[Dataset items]
::::

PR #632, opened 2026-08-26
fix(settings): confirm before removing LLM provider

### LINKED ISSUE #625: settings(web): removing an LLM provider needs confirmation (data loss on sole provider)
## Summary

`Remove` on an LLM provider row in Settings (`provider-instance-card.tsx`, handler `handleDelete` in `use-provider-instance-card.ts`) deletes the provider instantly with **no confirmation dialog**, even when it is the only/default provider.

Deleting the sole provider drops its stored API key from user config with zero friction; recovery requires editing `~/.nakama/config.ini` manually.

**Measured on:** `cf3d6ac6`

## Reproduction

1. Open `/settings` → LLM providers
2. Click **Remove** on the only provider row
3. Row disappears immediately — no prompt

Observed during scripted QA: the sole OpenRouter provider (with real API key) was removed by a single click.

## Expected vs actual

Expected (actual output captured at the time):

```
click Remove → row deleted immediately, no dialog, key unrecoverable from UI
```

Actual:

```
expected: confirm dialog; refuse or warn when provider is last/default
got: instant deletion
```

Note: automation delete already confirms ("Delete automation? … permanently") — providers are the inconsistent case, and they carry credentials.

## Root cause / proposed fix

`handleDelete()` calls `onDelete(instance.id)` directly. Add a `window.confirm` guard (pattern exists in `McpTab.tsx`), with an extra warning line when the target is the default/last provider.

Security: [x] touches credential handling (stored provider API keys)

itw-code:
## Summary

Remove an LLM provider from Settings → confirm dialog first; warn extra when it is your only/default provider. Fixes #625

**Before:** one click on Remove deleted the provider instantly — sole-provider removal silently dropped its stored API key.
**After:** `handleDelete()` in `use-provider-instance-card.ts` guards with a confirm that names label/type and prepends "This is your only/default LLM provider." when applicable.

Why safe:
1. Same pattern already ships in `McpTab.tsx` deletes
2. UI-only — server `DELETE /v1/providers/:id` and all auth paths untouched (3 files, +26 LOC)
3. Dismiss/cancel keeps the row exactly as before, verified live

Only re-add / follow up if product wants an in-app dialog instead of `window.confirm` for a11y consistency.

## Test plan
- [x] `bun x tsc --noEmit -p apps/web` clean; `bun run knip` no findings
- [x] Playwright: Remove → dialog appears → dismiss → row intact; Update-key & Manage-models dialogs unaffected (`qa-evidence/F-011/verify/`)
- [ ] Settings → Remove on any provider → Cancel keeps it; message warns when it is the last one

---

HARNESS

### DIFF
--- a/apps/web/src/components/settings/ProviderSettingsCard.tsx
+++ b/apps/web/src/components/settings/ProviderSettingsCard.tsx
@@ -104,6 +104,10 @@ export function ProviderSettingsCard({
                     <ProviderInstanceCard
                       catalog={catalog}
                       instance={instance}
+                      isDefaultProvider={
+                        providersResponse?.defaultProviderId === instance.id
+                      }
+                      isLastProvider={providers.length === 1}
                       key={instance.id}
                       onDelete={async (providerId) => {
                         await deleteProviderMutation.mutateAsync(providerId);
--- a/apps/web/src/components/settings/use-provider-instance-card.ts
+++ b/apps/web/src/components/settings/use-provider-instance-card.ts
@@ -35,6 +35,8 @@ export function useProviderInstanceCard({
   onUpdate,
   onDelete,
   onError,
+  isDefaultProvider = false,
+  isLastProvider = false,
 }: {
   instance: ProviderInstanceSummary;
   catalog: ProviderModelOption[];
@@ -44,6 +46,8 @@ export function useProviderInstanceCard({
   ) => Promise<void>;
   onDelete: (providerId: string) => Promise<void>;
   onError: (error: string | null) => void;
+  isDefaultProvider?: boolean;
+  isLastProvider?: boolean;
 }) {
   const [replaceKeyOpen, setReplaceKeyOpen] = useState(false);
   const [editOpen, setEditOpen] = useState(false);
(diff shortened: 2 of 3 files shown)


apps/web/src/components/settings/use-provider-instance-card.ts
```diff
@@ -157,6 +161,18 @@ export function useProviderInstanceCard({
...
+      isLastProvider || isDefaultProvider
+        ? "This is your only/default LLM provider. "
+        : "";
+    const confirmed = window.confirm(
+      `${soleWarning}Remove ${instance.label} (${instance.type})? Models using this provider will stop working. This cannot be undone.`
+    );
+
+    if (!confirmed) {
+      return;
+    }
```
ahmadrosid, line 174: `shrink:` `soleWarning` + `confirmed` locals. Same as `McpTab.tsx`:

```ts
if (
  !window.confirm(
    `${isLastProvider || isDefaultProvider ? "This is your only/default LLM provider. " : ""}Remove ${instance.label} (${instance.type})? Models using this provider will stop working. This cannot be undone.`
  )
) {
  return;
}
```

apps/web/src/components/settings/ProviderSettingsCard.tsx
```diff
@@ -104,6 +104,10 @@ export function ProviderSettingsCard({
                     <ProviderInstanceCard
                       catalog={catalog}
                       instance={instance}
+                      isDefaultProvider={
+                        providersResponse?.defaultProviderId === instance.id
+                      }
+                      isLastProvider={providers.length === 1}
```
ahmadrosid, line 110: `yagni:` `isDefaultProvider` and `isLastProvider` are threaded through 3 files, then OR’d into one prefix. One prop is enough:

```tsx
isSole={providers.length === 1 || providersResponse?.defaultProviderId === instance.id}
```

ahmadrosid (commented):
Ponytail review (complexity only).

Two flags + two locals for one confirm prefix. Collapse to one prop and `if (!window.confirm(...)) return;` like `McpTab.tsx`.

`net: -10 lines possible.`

::::

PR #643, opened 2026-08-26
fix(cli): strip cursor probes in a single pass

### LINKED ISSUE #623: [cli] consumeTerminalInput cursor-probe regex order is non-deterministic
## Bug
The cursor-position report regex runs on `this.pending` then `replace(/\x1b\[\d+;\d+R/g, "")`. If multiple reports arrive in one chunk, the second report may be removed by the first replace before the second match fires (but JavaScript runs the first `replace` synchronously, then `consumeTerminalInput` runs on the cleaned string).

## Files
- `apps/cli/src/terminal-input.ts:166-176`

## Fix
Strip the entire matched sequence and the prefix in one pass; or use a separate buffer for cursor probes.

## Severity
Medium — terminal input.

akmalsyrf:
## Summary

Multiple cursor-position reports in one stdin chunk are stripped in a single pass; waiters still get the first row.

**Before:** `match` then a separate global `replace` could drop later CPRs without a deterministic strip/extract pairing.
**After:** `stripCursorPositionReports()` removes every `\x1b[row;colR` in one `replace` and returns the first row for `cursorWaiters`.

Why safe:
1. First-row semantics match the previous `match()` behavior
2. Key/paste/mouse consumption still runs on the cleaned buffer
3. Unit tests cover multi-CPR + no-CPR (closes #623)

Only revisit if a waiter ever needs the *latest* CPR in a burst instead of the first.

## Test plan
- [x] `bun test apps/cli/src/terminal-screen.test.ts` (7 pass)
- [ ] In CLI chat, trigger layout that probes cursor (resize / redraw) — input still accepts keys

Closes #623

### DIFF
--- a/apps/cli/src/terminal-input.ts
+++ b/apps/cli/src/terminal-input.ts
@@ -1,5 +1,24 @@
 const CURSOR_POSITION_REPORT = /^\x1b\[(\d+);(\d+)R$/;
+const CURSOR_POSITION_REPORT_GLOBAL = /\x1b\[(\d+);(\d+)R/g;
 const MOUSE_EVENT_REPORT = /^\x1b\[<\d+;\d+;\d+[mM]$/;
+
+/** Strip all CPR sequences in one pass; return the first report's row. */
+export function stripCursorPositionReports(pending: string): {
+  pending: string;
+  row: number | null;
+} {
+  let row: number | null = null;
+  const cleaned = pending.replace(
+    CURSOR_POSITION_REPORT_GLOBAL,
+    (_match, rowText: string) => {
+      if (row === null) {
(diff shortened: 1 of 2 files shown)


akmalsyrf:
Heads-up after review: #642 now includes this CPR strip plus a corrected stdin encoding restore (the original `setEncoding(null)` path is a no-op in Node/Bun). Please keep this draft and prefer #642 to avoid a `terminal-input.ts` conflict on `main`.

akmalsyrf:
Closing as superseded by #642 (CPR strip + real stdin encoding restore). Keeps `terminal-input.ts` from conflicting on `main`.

::::

In the entries above, the lines from the one bearing "## Root cause / proposed fix" up to and including the one bearing "stored API key." should be transcribed exactly; no other line is wanted.

## Root cause / proposed fix

`handleDelete()` calls `onDelete(instance.id)` directly. Add a `window.confirm` guard (pattern exists in `McpTab.tsx`), with an extra warning line when the target is the default/last provider.

Security: [x] touches credential handling (stored provider API keys)

itw-code:
## Summary

Remove an LLM provider from Settings → confirm dialog first; warn extra when it is your only/default provider. Fixes #625

**Before:** one click on Remove deleted the provider instantly — sole-provider removal silently dropped its stored API key.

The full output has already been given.